There is no trace of internal divisions. These enclosures were probably protecting walls within which were erected dwellings of some temporary nature—tents or huts. It is not at all improbable that they were the dwelling-places of the carn-builders: if so, those interesting structures may fairly claim to be one of the oldest village sites in northern Europe.
On account of the extremely rocky nature of the space on which these
structures stand, and the insignificant height and rough construction of the
structures themselves, it proved impossible to obtain a photograph that
shows any of them satisfactorily: the eye is unable to distinguish the circle of stones from the rocky background inwhich it is set. Several attempts were made, all, however, unsuccessful.
An idea of the general appearance of the
site is given by the two photographs (Plate XVI, figs. 3, 4). The first of these is taken across Upper Clar, from above Boithin an tSagairt, overlooking Dun
na bhFioradh with its two carns on the summit; to the left of the ridge is the rock-surface, on which are the circles.
The second view is taken from Dun na bhFioradh itself; and though not a very successful photograph, the circles can be clearly seen in it scattered among the rocks.
Excavations at Doonaveeragh, 2003
The excavations at Mullaghafarna took place over a few weeks in early summer of 2003. The plateau becomes covered with bracken in late summer, and the hut foundations vanish until the autumn.
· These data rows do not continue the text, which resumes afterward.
PR #157, opened 2020-04-20
Raised THERMR Emax upper Limit from 10eV to 100eV

yunhuangzhang:
We found that the internal limit of Emax<=10eV prevented us from obtaining accurate neutron slowing-down calculations (for instance, in Borated HDPE) in the thermal range. Free-gas and S(\alpha,\beta) treatment were both affected. The initial findings with numerical experiments were documented in our M&C2017 conference paper "NJOY Maximum Energy Limit For Thermal Neutron". A journal article with more in-depth proof based on two-body kinematic analyses is currently under review (2rd round) with Progress in Nuclear Energy.

Raising Emax was achieved by adding energy grid points, which were initially proposed by Dr. A. C. (Skip) Kahler. Raising Emax to 100eV resulted in satisfactory numerical simulations compared to experiments, and we think it should be adequate for most other applications as well. This limit can be further lifted by extending the grid but should be used with caution.

### DIFF
--- a/src/thermr.f90
+++ b/src/thermr.f90
@@ -1508,7 +1508,7 @@ contains
    real(kr)::b,diff,enow,ep,sabmin,tev,ylast
    real(kr)::u,xl,yl,sum
    real(kr)::tone,elo
-   integer,parameter::ngrid=118
+   integer,parameter::ngrid=134
    integer,parameter::nlmax=65
    integer,parameter::nemax=5000
    integer,parameter::mumax=300
@@ -1540,7 +1540,11 @@ contains
      1.42e0_kr,1.55e0_kr,1.70e0_kr,1.855e0_kr,2.02e0_kr,2.18e0_kr,&
      2.36e0_kr,2.59e0_kr,2.855e0_kr,3.12e0_kr,3.42e0_kr,3.75e0_kr,&
      4.07e0_kr,4.46e0_kr,4.90e0_kr,5.35e0_kr,5.85e0_kr,6.40e0_kr,&
-     7.00e0_kr,7.65e0_kr,8.40e0_kr,9.15e0_kr,9.85e0_kr,10.00e0_kr/)
+     7.00e0_kr,7.65e0_kr,8.40e0_kr,9.15e0_kr,10.00e0_kr,&
+     11.00e0_kr,12.50e0_kr,14.00e0_kr,16.50e0_kr,19.50e0_kr,&
+     23.00e0_kr,27.00e0_kr,31.50e0_kr,36.50e0_kr,42.00e0_kr,&
+     48.00e0_kr,54.50e0_kr,61.50e0_kr,69.00e0_kr,77.00e0_kr,&
+     88.50e0_kr,100.0e0_kr/)
    real(kr),parameter::unity=1.0e0_kr
    real(kr),parameter::sabflg=-225.e0_kr
    real(kr),parameter::eps=1.e-4_kr


jlconlin:
Thank you @yunhuangzhang for your Pull Request. This is a fairly straightforward change to the code, but I'm not sure about it's physical relevance.

I'm no expert on thermal scattering, but it seems that 100 eV is much higher than what is reasonable for the thermal scattering treatment. There are a few NJOY contributors (@marquezj, @vedantkm, and @ameliajo) who—gratefully—have helped with these issues in the past. Hopefully they won't mind chiming in on this.

To help us better judge the validity of the physics, can you please attach your M&C paper? I know the other paper is still under review, but we need to have something to review before we can understand the right thing to do.

jlconlin:
Hah,  I just realized that I already had the M&C paper. I've attached it here as a reference.
[MC2017_NJOY_Full.pdf](https://github.com/njoy/NJOY2016/files/4504053/MC2017_NJOY_Full.pdf)

yunhuangzhang:
Thank you @jlconlin for your quick response. Besides the M&C paper, you can find the [article preprint](https://www.researchgate.net/publication/338410350_Analytic_Evaluation_of_Hydrogen_Neutron_Elastic_Scattering_Moments_with_Free-Gas_Thermal_Treatment_Compared_to_NJOY) on my RG homepage, where we used analytic model to justify the need for an increase emax.

The bottom line is, extending beyond the current energy grid does not change any aspect of the code behavior for emax<=10eV. And there are situations where a simulation can benefit from an increased emax.

jchsublet:
A  word of caution, as I remember when we pushed the limit from 4 to 10 eV, thermal scattering belongs to molecular physics and if I could see advantages to push higher for dedicated material in special circumstance I would advice not to rock the boat for reactor physics H in H20 or O in H2O or even O in Pu02, when the s(a,b) mixes with the nuclear fuel first resonances and the beginning of self-shielding in deterministic simulation. Anyway one always can model more than one same material in different regions in simulation: e.g. H in Poly (could be up 100 eV) but O in Pu02 (better be below 10 eV)  a sage precaution

marquezj:
From what I see, the problem is not THERMR itself, but that multigroup codes failback to target-at-rest kinematics when they do not have thermal data. MCNP on the other hand has S(alpha,beta) + free gas at Teff (provided by THERMR + ACER) below a cutoff energy, and free gas at T above the cutoff energy.

Extending the incident energy grid in THERMR should not be a problem, but if it is used for materials other than hydrogen care must be taken not to affect resonances.

@yunhuangzhang did you test this with materials with a coherent-elastic component (graphite, beryllium)? GROUPR has a hard coded limit of 10 eV for Bragg-edge treatment and might complicate things.

yunhuangzhang:
I totally agree with jchsublet and marquezj. Current the two-body model presented in our paper is only based on free-gas hydrogen. Therefore one should be very cautious when applying it to other more sophisticated materials. And yes, a much higher thermal cut-off is not advisable for heavier nuclides due to interference with resonances. As a matter of fact, for those isotopes free-gas treatment has very limited impact on their thermal scattering, and the original 10eV is more than adequate for most cases. 

To be more specific: the proposed fix was verified with H free-gas using the back-to-basic two-body model, and similar trend was also observed from numerical experiment with H poly. I would not advise people to use 100eV as default when dealing with other materials. But it is nice to have the flexibility if one is dealing with H free-gas or H poly.

yunhuangzhang:
> @yunhuangzhang did you test this with materials with a coherent-elastic component (graphite, beryllium)? GROUPR has a hard coded limit of 10 eV for Bragg-edge treatment and might complicate things.

@marquezj No we haven't. We didn't experiment the higher emax with graphite or beyllium, neither did we do any theoretical analyses on them. In our experiments, we only used 100eV emax for the H fg and H poly, and used lower emax for other materials.

yunhuangzhang:
[Analytic evaluation of hydrogen neutron elastic scattering moments with free-gas thermal treatment compared to NJOY .pdf](https://github.com/njoy/NJOY2016/files/4654578/Analytic.evaluation.of.hydrogen.neutron.elastic.scattering.moments.with.free-gas.thermal.treatment.compared.to.NJOY.pdf)

PR #160, opened 2020-04-28
Feature/upn epm

kahlerac:
Adding, and changing some existing, group identifiers in ERRORR and GROUPR.
Share code for uniform group labels in both GROUPR and ERRORR.

@jchsublet Will this affect your legacy NJOY2012 inputs?  We're changing group numbers from the local upn created for the Agency several years ago.

### DIFF
--- a/src/errorr.f90
+++ b/src/errorr.f90
@@ -155,11 +155,11 @@ contains
    !
    ! 9/17/2012 ... important changes
    ! - ngout = input gendf input tape
-   !           -  this tape may contain multiple temperatures,
-   !              multiple Legendre moments and multiple sigma-0
-   !              data, but ...
-   !              - only the first (infinitely dilute) sigma-0
-   !                data will be used.
+   !           - this tape may contain multiple temperatures,
+   !             multiple Legendre moments and multiple sigma-0
+   !             data, but ...
+   !           - only the first (infinitely dilute) sigma-0
+   !             data will be used.
    !
    ! - card 3 is now REQUIRED and the specified temperature must
    !   be one of those on the gendf tape.
@@ -194,8 +194,8 @@ contains
    !    iprint  print option (0/1=minimum/maximum) (default=1)
    !    irelco  covariance form (0/1=absolute/relative) (default=1)
    !
-   !  card 3    *** REQIURED for njoy2012_0917 & later ***
-   !    mprint  print option for group averaging (0=min., 1=max.)
+   !  card 3    (*** REQUIRED for njoy2012 and later ***)
+   !    mprint  print option for group averaging (0/1=min (default)/max)
    !    tempin  temperature (default=300)
    !
    !---for endf/b version 4 (iverf=4) only--------------------------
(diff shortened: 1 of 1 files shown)


src/errorr.f90
```diff
@@ -9569,549 +9591,60 @@ subroutine epanel(elo,ehi,ans,nl,nz,iglo,mfcov)
...
+   !    33      UKAEA  142-group structure   
+   !    34      LANL 618-group structure   
    !
-   !--------------------------------------------------------------------
-   use mainio ! provides nsysi,nsyso,nsyse
-   use util ! provides error,sigfig
+   !-------------------------------------------------------------------
+   use mainio ! provides nsyso
+   use util   ! provides error
+   use groupm ! provides gengpn
```
jlconlin, line 9639: I like how we are now using the same thing in both ERRORR and GROUPR. No need to put this in twice!

src/errorr.f90
```diff
@@ -318,8 +320,23 @@ subroutine errorr
    !      15           sand-iia 640-group structure
    !      16           vitamin-e 174-group structure
    !      17           vitamin-j 175-group structure
-   !      18           xmas 172-group structure
-   !      19           read in, supplemented with endf covariance grid
+   !      18           xmas nea-lanl
+   !      19           ecco  33-group structure
```
jlconlin, line 324: This is going to mess up someone's input. If they update and re-run their calculation, they are going to get different answers. Do we want to avoid using `19` to preserve existing capabilities?

src/groupr.f90
```diff
@@ -2471,6 +2498,1564 @@ subroutine gengpn
      1.252320e+07_kr,1.284030e+07_kr,1.349860e+07_kr,1.384030e+07_kr,&
      1.419070e+07_kr,1.454990e+07_kr,1.491820e+07_kr,1.568310e+07_kr,&
      1.648720e+07_kr,1.690460e+07_kr,1.733250e+07_kr,1.964030e+07_kr/)
+   real(kr),parameter::eg24(282)=(/&
```
jlconlin, line 2501: I'm going to assume that these are the same values that were in `error.f90`.

jlconlin:
PS. I've run the tests on my machine and they all pass. Let's wait and see what GitHub Actions reports.

src/errorr.f90
whaeck: Whenever 19 is used, NJOY2016 will write a message out suggesting changing it to -1. In case the input still assumes the old 19 value, it will crash eventually because it'll try to interpret lines in the input file as the user defined structure.

src/groupr.f90
whaeck: Yes, these were the same

jchsublet:
@wim @jlconlin @kahlerac 
Groups identifiers are extremely important in groupr, why they differs in errorr is for me a mystery, errorr should have a subset, and only a subset with the same read in id. GROUPR is thousand times more important than errorr for useful applications, if you insist to change ERRORR logic do in such a way that it correspond to GROUPR, the influence it will have on legacy input will be minimal and to be honest errorr and errors users are not legion.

Three huts were selected from different parts of the plateau and 6 x 1 meter trenches, or keyhole excavations were dug. From the NUIG website:
A high resolution survey of the plateau was carried out using digital photogrammetry. The survey was carried out by Robert Shaw and Anthony Corns, The Discovery Programme, based on imagery captured by BKS Ltd, Coleraine. This initial part of the survey identified 153 enlosures/hut sites on the plateau.
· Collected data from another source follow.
Issue #163, opened 2020-05-19
the new suffix entered for checking ACER run is ignored for Thermal Neutron Scattering Data (NSUB = 12)


MAS-OUD:
running the following, with the Thermal Neutron Scattering Data sublibrary in tape 21,
```
acer
-21 -28 0 29 30 /
2 0 1 .00 /
'Processed by NJOY' /
125 500.0 'h-h2o' /
1001 /
222 64 0 0 10.0 /
```
writes `h-h2o.00t` in the first line of tape 29. Running
```
acer
0 29 0 80 90 /
7 0 1 .80 /
'Processed by NJOY' /
```
also writes `h-h2o.00t` in the first line of tape 80, but it must be `h-h2o.80t`.

whaeck:
FYI: I'm not ignoring this issue, I'm still working on the other one you submitted.

I may pick this one up anyway since the binary atomic relaxation fix is giving me unexpected problems.

MAS-OUD:
replacing the following lines of code in `aceth` module (starting from line 599, based on `2016.57` version of `NJOY`)
```fortran
!--adjust zaid
if (mcnpx.gt.0) then
    read(hz,'(f10.0,a3)') zaid,ht
else
    read(hz,'(a9,a1)') str,ht
    if (ht(1:1).ne.'t') then
        read(hz,'(f9.0,a1)') zaid,ht
    endif
endif
if (suff.ge.zero.and.ht(1:1).ne.'t') then
    iza=nint(zaid)
    zaid=iza+suff
    if (mcnpx.gt.0) then
        write(hz,'(f10.3,a3)') zaid,ht
    else
        write(hz,'(f9.2,a1)') zaid,ht
    endif
endif
```
with these ones
```fortran
!--adjust zaid
if (mcnpx.gt.0) then
    read(hz,'(f10.0,a3)') zaid,ht
else
    read(hz,'(a9,a1)') str,ht
endif
if (suff.ge.zero) then
    iza=nint(zaid)
    zaid=iza+suff
    if (mcnpx.gt.0) then
        write(hz,'(f10.3,a3)') zaid,ht
    else
        write(hz,'(a6,f3.2,a1)') str(1:6),suff,ht
    endif
endif
```
solved this issue for me.

PR #170, opened 2020-07-27
Fix/acerzaid

whaeck:
Skip made a few changes to solve issue #163


whaeck:
@kahlerac We should add a test for this, a simple single acer call using a previously generated thermal ace file should do just nicely.

whaeck:
@kahlerac All tests pass on my machine ;-)

PR #172, opened 2020-08-05
Fix/cpt

whaeck:
Fixing an array overflow following NaNs in a charged particle ACE file.

I'm waiting on a response from Mark Paris to see if we can add a test case based on the evaluation (if we can, I'll also make an issue out of it).


kahlerac:
This works, so I approve.  But, "ne" is passed to acecpe so why not make xxs and yys allocatable to the needed size and avoid having to test for an array overflow?

whaeck:
@kahlerac Good point, I looked for where ne came from but I seemed to have overlooked it in the function signature. Making the arrays allocatable and set to a size of ne is probably the best things to do.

The second phase of the survey consists of the production of interpretative plans of each individual site. This work is extremely time consuming, as it involves extensive GIS analysis, followed up by detailed work in the field.
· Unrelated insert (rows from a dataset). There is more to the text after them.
PR #182, opened 2020-11-14
Coulomb phase shift when APE .ne. APT

toshihikokawano:
Line 3224 in samm.f90, phase-shift should be calculated by the effect…ive radius APE

-                  call pghcou(rho,lsp,bound(i,n,ier),hrx,hix,px,dpx,dsx,&
+                  call pghcou(rhof,lsp,bound(i,n,ier),hrx,hix,px,dpx,dsx,&

### DIFF
--- a/src/samm.f90
+++ b/src/samm.f90
@@ -3221,7 +3221,7 @@ contains
                     ishift(ipx,ier),&
                     iffy,eta,sinphx,cosphx,dphix,jdopha)
                   jdopha=1
-                  call pghcou(rho,lsp,bound(i,n,ier),hrx,hix,px,dpx,dsx,&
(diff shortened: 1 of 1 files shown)


whaeck:
@toshihikokawano Interesting, I've stared at this part of the code a few times already in the last couple of years and never noticed. 

Since the phase shift appears to be calculated using the wrong rho due to this mixup, this might explain the small differences with the new resonance reconstructionimplementation if the Ca40 resonance parameters do define two different radii (which I suspect they do). If that is true, that would also mean that your coulomb wave function implementation that I've been using could have been correct all along.

By the way: I like your avatar picture ;-)

whaeck:
Just verified: Ca40 does indeed have 2 radii defined:
  0.4993153 for calculating P and S
  0.3828792 for the phase shift

whaeck (approved):

PR #185, opened 2021-01-12
Updated Python version to 3.5 minimum

whaeck:
isclose is only available starting from Python 3.5. These changes impose the minimum version 3.5 for the python interpreter.

Since Python2 is no longer officially supported, we make the choice of imposing Python 3.5 as the minimum requirement - even though NJOY2016 does not use python during execution.

### DIFF
--- a/CMakeLists.txt
+++ b/CMakeLists.txt
@@ -1,7 +1,7 @@
 
 cmake_minimum_required( VERSION 3.2 )
 
-find_package( Python3 3.5 )
+find_package( Python3 3.5 REQUIRED )
 
 set( CMAKE_CONFIGURATION_TYPES "Debug;Release" CACHE STRING "Supported configuration types" FORCE )
 


tests/CMakeLists.txt
```diff
@@ -1,10 +1,3 @@
-if ( NOT PYTHON_EXECUTABLE )
```
jlconlin, line 1: How come we are not throwing a fatal error on this anymore?

jlconlin:
I'm glad you caught this. It does need to be updated. I just wonder why you removed the code to throw an error when Python3 isn't found.

tests/CMakeLists.txt
whaeck: find_package should throw an error instead since we require a minimum version.

jlconlin (approved):

jlconlin:
Don't forget to update the ReleaseNotes.

whaeck:
@jlconlin I don't see the issue with execute.py, so I think we're good

jlconlin:
I'm good as soon as the ReleaseNotes are updated. We didn't so anything for the physical constants so that should be done.

whaeck:
You did update ReleaseNotes.md, I'm looking at it right now. Or is there something else you want to add?

jlconlin:
> You did update ReleaseNotes.md, I'm looking at it right now. Or is there something else you want to add?

Yeah. Can you update my brain because I forgot I updated the release notes? 🤦🏻

jchsublet:
With this branch fix/python3.5 NJOY2016.61 make test now works properly, seamlessly and successfully. It was never about the compilation that was fully successful and functional but only the test suite sequence. Test on OsX 10.14 Mojave/ gfortran 8.3.0.

PR #187, opened 2021-01-22
Updating tests to remain the same with NJOY21.

jlconlin:
In an effort to keep the tests between NJOY2016 and NJOY21 the same, I've updated a few of the input decks here in NJOY2016.

### DIFF
--- a/CMakeLists.txt
+++ b/CMakeLists.txt
@@ -1,8 +1,6 @@
 
 cmake_minimum_required( VERSION 3.2 )
 
-find_package( Python3 3.5 REQUIRED )
-
 set( CMAKE_CONFIGURATION_TYPES "Debug;Release" CACHE STRING "Supported configuration types" FORCE )
 
 project( njoy LANGUAGES Fortran )


tests/61/input
```diff
@@ -7,7 +7,7 @@
  acer
   0 61  0 71 72/             card1
   7 1 1 0.90/                card2
-  /                          card3
+  'e80 h-h2o' /              card3
```
whaeck, line 10: iopt=7 allows you to leave card 3 empty. That's legal. Does lipservice complain about this?

tests/CMakeLists.txt
```diff
@@ -1,5 +1,7 @@
 set( RESOURCES "${CMAKE_CURRENT_SOURCE_DIR}/resources" )
 
+find_package( Python3 3.5 REQUIRED )
```
whaeck, line 3: Did you remove this from the main CMakeLists.txt?

Develop should be updated to the latest master too. I don't think this is done yet.

whaeck (changes requested):

tests/CMakeLists.txt
jlconlin: I did not remove this from the top level. I meant to, but forgot.

tests/61/input
jlconlin: lipservice complains if there is nothing there. We could update lipservice to give a default value. That would be more consistent with the other ways we've been doing things.

jlconlin: An empty string works with lipservice, but no string does not.

PR #191, opened 2021-03-09
NJOY2016.62

whaeck:
This adds a number of changes to NJOY2016 contributed by Toshihiko Kawano, Bob McFarlane, IAEA and CIEMAT. In particular, the following changes were made:
  - fixed an issue in PURR when nunx is not set to the default value (when nunx is set to anything else but 0 or the number of energy points in the unresolved energy region, purr will now properly calculate the probability tables for the given number of tables spread out over the entire unresolved resonance region)
  - fixed an issue in RECONR where the wrong channel radius was used for the calculation of the phase shift
  - array sizes were increased
  - additional allocated arrays are now deallocated at the end of the subroutine in which they were created
  - added consistency checking for probability tables in ACER for continuous energy libraries


nathangibson14 (approved):
Release notes are updated correctly.  All changes previously reviewed to get into the develop branch.  Test suite passes for me, GHA passes, so everything looks good to go.

Issue #192, opened 2021-03-17
ERRORR doesn't close files when using the 999 option


jlconlin:
There is an undocumented(?) feature of ERRORR where you can add MF=33 data to an existing Tape. This is done by setting the first argument on Card1 to be `999` (see [Test20](https://www.njoy21.io/NJOY2016/testDescription.html#test-problem-20)). In this case, ERRORR reads in data, and writes data to the file, but it doesn't close the files.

This work is in progress. With the main aim to establish the cultural context for the c. 150 enclosures/hut sites on Mullaghfarna, minor trial excavations were carried out in 2003.
All three sites excavated produced finds of Neolithic/Early Bronze Age date. All archaeological material had been washed down into the often deep fissures in the bedrock, leaving no material in situ.
To create a firmer chronological framework for the dating of the enclosures/hut sites, even though no material was found in primary contexts, ten radiocarbon dates (AMS) were processed from the sites.
The dating was performed by Centre for Isotope Research, Groningen, The Netherlands, and was funded by the Small Research Grant received from IRCHSS. The dates indicate both Neolithic and Bronze activity on the plateau.
The excavations proved a number of things. The hut foundations date to the neolithic and so were lived in by the people who built the cairns. This is show by the find of a fine flint knife of a type dating from about 3,200 BC. Like the megalithic chambers on the hill above, the houses were used throughout bronze age, which indicates that the same people lived here and continued using the site.
Another thing Dr. Bergh proved is that the pleteau was a smooth green field when the hut foundations were built, so the deep weathered karst of the plateau occured after the village was abandoned. This was shown by the lack of weathering or grykes under the walls.